The physicists of the Princeton Plasma Physics Laboratory (PPPL) of the Department of Energy of the United States (DOE) have discovered valuable information about how the electrically charged gas known as "plasma" flows at the edge inside the fusion devices in the form of donuts called "tokamaks". The results mark an encouraging sign for the development of machines to produce fusion energy to generate electricity without generating long-term hazardous waste.
The result partially corroborates the findings of the PPPL that the width of the heat escape produced by the fusion reactions could be six times larger and, therefore, less narrow, concentrated and damaging, than had been thought. "These findings are good news for ITER," said the PPPL physicist C.S. Chang, lead author of a description of the research in Physics of plasmas, referring to the international fusion experiment under construction in France. "The findings show that heat escaping in ITER will have a lower chance of damaging the machine," Chang said.
The fusion, the power that drives the sun and stars, is the fusion of light elements in the form of plasma, the hot state and charged with matter composed of free electrons and atomic nuclei, which produces energy. Scientists around the world are trying to replicate the fusion on Earth to obtain a virtually inexhaustible energy supply to generate electricity.
The superhot plasma within the tokamaks, which can reach hundreds of millions of degrees, is confined by magnetic fields that hold the plasma of the walls of the machines. However, particles and heat can escape from confinement fields in the "magnetic separator", the boundary between magnetically confined and unconfined plasmas. At this limit, the field lines intersect at the so-called point X, the place where the waste heat and particles escape and hit a target called the "deviator plate".
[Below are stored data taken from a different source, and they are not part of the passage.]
PR #778, opened 2026-05-13
proc/threads: implement force unlocking of locks

### LINKED ISSUE #1535: Deadlock occurs if kernel forcibly unlocks recursive mutex not released by user program
Reproduction (ia32-generic-qemu):
```c
#include <pthread.h>

int main(void) {
	pthread_mutex_t mutex;
	pthread_mutexattr_t attr;

	pthread_mutexattr_init(&attr);
	pthread_mutexattr_settype(&attr, PTHREAD_MUTEX_RECURSIVE);

	pthread_mutex_init(&mutex, &attr);

	pthread_mutexattr_destroy(&attr);

	pthread_mutex_lock(&mutex);

	return 0;
}
```

It looks like [`_proc_lockUnlock()`](https://github.com/phoenix-rtos/phoenix-rtos-kernel/blob/cbfa646aa36db35946d37f02320be426222126c3/proc/threads.c#L1833) keeps failing with `-EPERM` because `lock->owner` is a ghost, while `current` has already switched to a different thread.

```c
current = _proc_current();

if ((lock->attr.type == PH_LOCK_ERRORCHECK) || (lock->attr.type == PH_LOCK_RECURSIVE)) {
	if (lock->owner != current) {
		return -EPERM;
	}
}
```

As a result, the thread’s lock list is never cleared. This causes an infinite loop in [`thread_destroy()`.](https://github.com/phoenix-rtos/phoenix-rtos-kernel/blob/cbfa646aa36db35946d37f02320be426222126c3/proc/threads.c#L495) 
```c
while (thread->locks != NULL) {
	proc_lockUnlock(thread->locks);
}
```

jmaksymowicz:
TODO: build fails on sparcv8leon-gr716-mimas because kernel is now too big
```
/opt/phoenix/sparc-phoenix/bin/../lib/gcc/sparc-phoenix/14.2.0/../../../../sparc-phoenix/bin/ld: section .got VMA [40001a08,40001a0f] overlaps section .bss VMA [40001a00,40002bef]
```

Fix infinite loop that could have occurred in `thread_destroy()` function if trying to unlock a lock held by a thread failed. 
Fix possible use-after-free after `proc_lockDone()` if unlocking a lock failed.

## Description
Unlocking of locks held by a process is subject to error checking, e.g. if the process unlocking the lock actually held it. This is only for locks of type `PH_LOCK_ERRORCHECK` and `PH_LOCK_RECURSIVE`, which is perhaps the reason why the issue below went unnoticed for some time now.

Problems arise when you consider the `init` process which reaps threads that have ended. If a userspace thread held any such locks, they wouldn't be closed because of error checking (`init` process doesn't actually own any of the userspace locks). The error wasn't propagated and the loop in `thread_destroy()` would spin forever - preventing any other threads from being reaped and possibly deadlocking the system.

Another subtle problem was in `proc_lockDone()`. Code in that function assumed that after calling `_proc_lockUnlock` the lock would be unlocked, removed from the list of locks held by a thread and could be freed. To that end it called `hal_spinlockDestroy()`. However, this could fail not only because of error checking mentioned above, but also when unlocking a recursive mutex held with a depth of > 1. When destroying such a mutex, a use-after-free could occur with hard to predict consequences. 

To fix this, `_proc_lockUnlock` was modified to allow force unlocking a lock, which omits error checks and always succeeds in removing the lock from the list of held locks. To protect against future mistakes, an assertion was added to make it clear the function must succeed at force unlocking.

`thread_destroy()` now force-unlocks all locks that a thread holds and so does `proc_lockDone()`. The latter function does return `int`, so in theory it could try unlocking and return a retcode if failed. However, every single call of that function ignores the retcode, so I chose force unlocking as safer.

## Motivation and Context
Closes https://github.com/phoenix-rtos/phoenix-rtos-project/issues/1535
JIRA: RTOS-1322

## Types of changes

## How Has This Been Tested?

- [x] Tested by hand on: armv8m55-stm32n6-nucleo, ia32-generic-qemu

## Checklist:

## Special treatment

### DIFF
--- a/proc/threads.c
+++ b/proc/threads.c
@@ -30,6 +30,12 @@
 enum { event_scheduling, event_enqueued, event_waking, event_preempted };
 /* clang-format on */
 
+#define UNLOCK_DONT_YIELD 0
+#define UNLOCK_DO_YIELD   1
+#define UNLOCK_TRY        0
+#define UNLOCK_FORCE      1
+
+
 const struct lockAttr proc_lockAttrDefault = { .type = PH_LOCK_NORMAL };
 
 /* Special empty queue value used to wakeup next enqueued thread. This is used to implement sticky conditions */
@@ -239,7 +245,7 @@ static int threads_timeintr(unsigned int n, cpu_context_t *context, void *arg)
  */
 
 
-static void proc_lockUnlock(lock_t *lock);
+static void proc_lockForceUnlock(lock_t *lock, int doYield);
 
 
 static void thread_destroy(thread_t *thread)
@@ -252,7 +258,7 @@ static void thread_destroy(thread_t *thread)
 	/* No need to protect thread->locks access with threads_common.spinlock */
 	/* The destroyed thread is a ghost and no thread (except for the current one) can access it */
 	while (thread->locks != NULL) {
-		proc_lockUnlock(thread->locks);
+		proc_lockForceUnlock(thread->locks, UNLOCK_DO_YIELD);
 	}
 	vm_kfree(thread->kstack);
 
@@ -1610,7 +1616,7 @@ int proc_lockSetInterruptible(lock_t *lock)
 }
 
 
-static int _proc_lockUnlock(lock_t *lock)
+static int _proc_lockUnlock(lock_t *lock, int doForceUnlock)
 {
 	thread_t *owner = lock->owner, *current;
 	spinlock_ctx_t sc;
@@ -1626,18 +1632,25 @@ static int _proc_lockUnlock(lock_t *lock)
 	LIB_ASSERT(LIST_BELONGS(&owner->locks, lock) != 0, "lock: %s, owner pid: %d, owner tid: %d, lock is not on the list",
 			lock->name, (owner->process != NULL) ? process_getPid(owner->process) : 0, proc_getTid(owner));
 
-	if ((lock->attr.type == PH_LOCK_ERRORCHECK) || (lock->attr.type == PH_LOCK_RECURSIVE)) {
-		if (lock->owner != current) {
-			hal_spinlockClear(&threads_common.spinlock, &sc);
-			return -EPERM;
+	if (doForceUnlock == UNLOCK_TRY) {
+		if ((lock->attr.type == PH_LOCK_ERRORCHECK) || (lock->attr.type == PH_LOCK_RECURSIVE)) {
+			if (lock->owner != current) {
+				hal_spinlockClear(&threads_common.spinlock, &sc);
+				return -EPERM;
+			}
 		}
 	}
 
 	if ((lock->attr.type == PH_LOCK_RECURSIVE) && (lock->depth > 0U)) {
-		lock->depth--;
-		if (lock->depth != 0U) {
-			hal_spinlockClear(&threads_common.spinlock, &sc);
-			return 0;
+		if (doForceUnlock == UNLOCK_TRY) {
+			lock->depth--;
+			if (lock->depth != 0U) {
+				hal_spinlockClear(&threads_common.spinlock, &sc);
+				return 0;
+			}
+		}
+		else {
+			lock->depth = 0U;
 		}
 	}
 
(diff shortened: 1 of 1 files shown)


proc/threads.c
```diff
@@ -1660,29 +1666,34 @@ static int _proc_lockUnlock(lock_t *lock)
...
-		hal_spinlockClear(&lock->spinlock, &sc);
+	hal_spinlockClear(&lock->spinlock, &sc);
+	if ((ret > 0) && (doReschedule != 0)) {
 		(void)hal_cpuReschedule(NULL, NULL);
 	}
-	else {
-		hal_spinlockClear(&lock->spinlock, &sc);
-	}
+
+	LIB_ASSERT(ret >= 0, "lock: %s, force unlocking failed with code %d", lock->name, ret);
```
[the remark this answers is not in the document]
jmaksymowicz: This is really a check against kernel programmer's error, so really this should never be triggered. I made it an assertion because IMO it doesn't need a runtime check for non-debug builds.

proc/threads.c
```diff
@@ -239,7 +239,7 @@ static int threads_timeintr(unsigned int n, cpu_context_t *context, void *arg)
  */
 
 
-static void proc_lockUnlock(lock_t *lock);
+static void proc_lockForceUnlock(lock_t *lock, int doReschedule);
```
agkaminski: Just a personal opinion - I'm not a fan of modifier flags as their purpose is not apparent at all at usage.
```
proc_lockForceUnlock(lock, 0);
proc_lockForceUnlock(lock, 1);
```
does not convey that we want reschedule or not. Perhaps
```
proc_lockForceUnlock(lock);
proc_lockForceUnlockYield(lock);
```
It's not ideal too, as it is not apparent that `proc_lockForceUnlock` does not yield in this case, and symbol length becomes way too long.

So the current version is ok with me, just a rant, that perhaps something may be done in this matter. Maybe give names to the nameless values (e.g. `#define LOCK_YIELD 1`)?

proc/threads.c
```diff
@@ -1627,14 +1627,20 @@ static int _proc_lockUnlock(lock_t *lock)
 			lock->name, (owner->process != NULL) ? process_getPid(owner->process) : 0, proc_getTid(owner));
 
 	if ((lock->attr.type == PH_LOCK_ERRORCHECK) || (lock->attr.type == PH_LOCK_RECURSIVE)) {
-		if (lock->owner != current) {
+		if ((doForceUnlock == 0) && (lock->owner != current)) {
```
agkaminski: Perhaps move `(doForceUnlock == 0)` check one or two levels higher

proc/threads.c
```diff
@@ -1627,14 +1627,20 @@ static int _proc_lockUnlock(lock_t *lock)
...
 
 	if ((lock->attr.type == PH_LOCK_RECURSIVE) && (lock->depth > 0U)) {
-		lock->depth--;
+		if (doForceUnlock == 0) {
+			lock->depth--;
+		}
+		else {
+			lock->depth = 0U;
+		}
+
```
agkaminski: Lets integrate the flag more, no need to check if below if doForceUnlock
```
if (doForceUnlock != 0) {
  lock->depth = 0U;
}
else {
  lock->depth--;
  if (lock->depth != 0U) {
```

proc/threads.c
```diff
@@ -1660,29 +1666,34 @@ static int _proc_lockUnlock(lock_t *lock)
...
 	_proc_threadSetPriority(owner, _proc_threadGetPriority(owner));
 
-	LIB_ASSERT(current->priority <= current->priorityBase, "pid: %d, tid: %d, basePrio: %d, priority degraded (%d)",
-			(current->process != NULL) ? process_getPid(current->process) : 0, proc_getTid(current), current->priorityBase,
-			current->priority);
+	if (doForceUnlock == 0) {
+		LIB_ASSERT(current->priority <= current->priorityBase, "pid: %d, tid: %d, basePrio: %d, priority degraded (%d)",
+				(current->process != NULL) ? process_getPid(current->process) : 0, proc_getTid(current), current->priorityBase,
+				current->priority);
+	}
```
agkaminski:
```suggestion
	LIB_ASSERT((doForceUnlock == 0) || (current->priority <= current->priorityBase), "pid: %d, tid: %d, basePrio: %d, priority degraded (%d)",
				(current->process != NULL) ? process_getPid(current->process) : 0, proc_getTid(current), current->priorityBase,
				current->priority);
```

agkaminski (commented):
There're no errors, but introduction of these two flags makes the code look like it needs refactoring. Force unlock is it's own operation that can be performed simpler than normal unlock - we just need to extract priority adjustment instead. If you go this way instead then you no longer need `doReschedule` flag anymore

proc/threads.c
jmaksymowicz: I agree, I don't like these either. Would be nice if C had type checking for enums or named parameters or something. Out of the options I think `#define`s for values look best.

proc/threads.c
jmaksymowicz: I decided to restore the assertion to how it was before - force unlocking shouldn't cause priority degradation.

proc/threads.c
jmaksymowicz: Done

proc/threads.c
jmaksymowicz: Done

jmaksymowicz:
To fix building on `sparcv8leon-gr716-mimas` I decided to make the assertion message a bit shorter... yes I know I'm kicking the can down the road but it would be nice to get these bug fixes merged today.

Darchiv (approved):

agkaminski (approved):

The new findings reveal the striking effect of point X in the escape by showing that an electric charge shock similar to a hill occurs at point X. This electrical hill causes the plasma to circulate around it, which prevents the particles from of plasma travel between the upstream and downstream areas of the field lines in a straight path. Instead, like the cars that maneuver around a construction site, the plasma-charged particles deviate around the hill.
The researchers produced these findings with XGC, an advanced computer code developed with external collaborators in PPPL that models the plasma as a collection of individual particles rather than as a single fluid. The model, which showed that the connection between the upstream plasma located on point X and the plasma downstream below point X formed in a way not predicted by simpler codes, could lead to more accurate predictions about the leak and cause the future is great. – Facilities of scale less vulnerable to internal damages.
"This result shows that the previous model of field lines involving flow tubes is incomplete," Chang said, referring to the tubular areas surrounding the magnetic flux regions, "and that the current understanding of the interaction between plasmas In the ascending and descending sense, it is not our next step to discover a more precise relationship between ascending and descending flow plasmas using a code like ours, that knowledge will help us to develop more precise equations and improved reduced models, which in fact are already in progress ".
The team gains the most time from supercomputers to study the edge of fusion plasmas
C. Chang et al., Physics of the ion orbit of point X in the scraping layer and generation of an electrostatic potential perturbation located around point X, Physics of plasmas (2019). DOI: 10.1063 / 1.5072795
Physicists improve understanding of heat and particle flow at the edge of a fusion device (2019, April 15)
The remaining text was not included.